I am just launching a local business directory. Am just waiting for google to notice my robots.txt now allows it in.
Most of the text on the website is coming from the businesses themselves - they can enter a few lines about themselves. Most of them seem to be pasting text straight from their own websites.
Is google going to penalise me for having duplicate content? At the moment about 60 entries and most of them are virtually identical to passages of text on their own websites.
Am I in trouble?
It depends. When you say a few lines, you’re talking about how many words per description? And what is the approximate proportion of original content/duplicated content?
Each listing gets about 200 characters. Currently have about 60 listings, probably 55(?) of these have copied & pasted from their website.
Also have about 12 advertisers, maybe 10 of these have also copied text from their websites - and that is much longer, maybe 800 characters(?) each.
There’s VERY little other text on the page, so duplicate content has got to be 90%+. But from 60+ other websites - does that make difference?
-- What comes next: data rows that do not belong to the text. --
PR #149, opened 2020-03-28
HTML5 improvements

dalcde:
1. Add missing `endif` in `Bibliography.jinja2s`
2. Add support for `\textsuperscript` and `\textsubscript`.
3. Add support for `\texorpdfstring`

### DIFF
--- a/plasTeX/Packages/hyperref.py
+++ b/plasTeX/Packages/hyperref.py
@@ -12,6 +12,7 @@ TO DO:
 
 from plasTeX import Command, Environment
 from plasTeX.Base.LaTeX.Crossref import ref, pageref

Will google realise we’re a directory and forgive us?
For only 200 characters, I doubt it would be a significant problem (I might be wrong, if someone disagrees, please correct me).
To be honest, we do not offer SEO services and I’m not an SEO expert, but that proportion of duplicated content is not good, because Google penalizes websites that are judged not to have relevant or original content. Something like 30% is more reasonable usually. I don’t know how directories are affected by the numbers of link they point out though; Google’s algorithm might not have a linear effect (adding links of duplicate content when you have a 1000 might hurt less than when you only have 100).
If you have placed robots.txt to disallow indexing of the pages, you probably shouldn’t bother about being penalized. There are very few chances that your robots.txt wouldn’t work and you get penalized (For instance, if you misspell the robots.txt as robot.txt, things don’t work).